::: Information provided
PR #18260, opened 2023-07-23
feat(linter): Support --print-config feature of ESLint

tonyganchev:
The change introduces a new option to the linter plugin schema: `printConfig`, accepting a file name for which the plugin to output its applicable ESLint configuration.

## Current Behavior
There is no support for `--print-config`.

## Expected Behavior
::::::
## [Task goal]
Take the line that contains "feat(linter): Support --print-config" and each line after it through the end of the records, and repeat them all exactly. Nothing else.

## [Solution for this exercise]
feat(linter): Support --print-config feature of ESLint

tonyganchev:
The change introduces a new option to the linter plugin schema: `printConfig`, accepting a file name for which the plugin to output its applicable ESLint configuration.

## Current Behavior
There is no support for `--print-config`.

## Expected Behavior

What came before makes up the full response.